# CIS-4230 Homework #3 (Gaussian Elimination)

Due: Monday, February 28, 2018

Modify the "simple" pthreads version of the Gaussian elimination program to use barriers. In the zip archive LinearEquations.zip you will find a serial version of the program and a simple pthreads version. The file linear_equations-barriers.c is a copy of the simple pthreads version. Modify this file to create the threads only once and use barriers to guide their execution as discussed in class.

Measure the speed up of your program relative to the serial version and compare it to that obtained by the simple pthreads version. Do the barriers provide any improvement? Measure the speed ups for different problem sizes running from 1000x1000 to 2000x2000 in five evenly spaced steps (1000x1000, 1200x1200, etc.). Make a graph showing speed up vs problem size for both the simple pthreads version and your barrier version.

As the problem size increases you might expect the speed up to improve since the overhead of managing the threads will be proportionally smaller as the amount of work the threads have to do increases. However, for the larger problem sizes, the matrix of coefficients will exceed the size of the processor's memory cache and memory access efficiency will decline. That will tend to make the speed up worse. What results do you see?

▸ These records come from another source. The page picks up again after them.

PR #314, opened 2021-05-06
Duplicate removal, quality filter and hit selection windows improvements

osschar:


mkFit/HitStructures.h
```diff
@@ -494,7 +494,36 @@ class CombCandidate : public std::vector<TrackCand>
...
+  }
+
+  // Need this for std::swap when filtering EventOfCombinedCandidates::m_candidates.
+  // We do not call clear() on vectors as this will be done via EoCCs reset.
+  // Probably would be better (clearer) if there was a special function that does
+  // the swap in here or in EoCCs.
+  CombCandidate& operator=(CombCandidate&& o)
+  {
+    std::vector<TrackCand>::operator=( std::move(o) );
+    m_best_short_cand = std::move(o.m_best_short_cand);
```
makortel, line 512: Strictly speaking this is use-after-move.

makortel: Does `CombCandidate` really need to inherit from `std::vector<TrackCand>`? (usually inheriting from std containers just causes problems)

osschar: Will remove the op=(&&) and put in explicit swap() method.

Will also try to get rid of the inheritance, it's a case of historical laziness :)

osschar: In another PR.

makortel: > In another PR.

Sure.

mmasciov:
For history:
- MTV results for 9 iterations: http://uaf-10.t2.ucsd.edu/~mmasciov/MkFit_multiIteration_forPR/plots_500evts_all/
- MTV results for 7 iterations (excluding mixelTripletStep and detachedTripletStep): http://uaf-10.t2.ucsd.edu/~mmasciov/MkFit_multiIteration_forPR/plots_500evts_lessIters_all/
The latter is what is proposed for PR to CMSSW.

Information about the processors in lemuria is here. Note that lemuria contains two of these processors (and thus two processor caches).

## CIS-5230

If you are a graduate student, you should also do the following:

To improve the memory access patterns of the program, let's try a simple device. Each time the threads do a round of work they should switch directions. For example, during the first round each thread should process rows from top to bottom. Then during the next round each thread should process rows from bottom to top, and continue alternating directions from round to round. Thus the data loaded into the cache at the end of round n will be immediately available at the beginning of round n+1.

Modify your barriers version of the program to use this approach and remeasure the speed ups. Do you observe any improvement? You would expect improvement, if any, to occur for the larger problem sizes where the matrix of coefficients is too large for the cache.

## Submission

Submit your modified linear_equations-barriers.c file along with the results of your timings, graphs, and associated comments in a zip archive to Moodle.

OPTIONAL: You might rerun the experiment on a cluster node to see if and how it behaves differently. Note that the cluster node processors are these.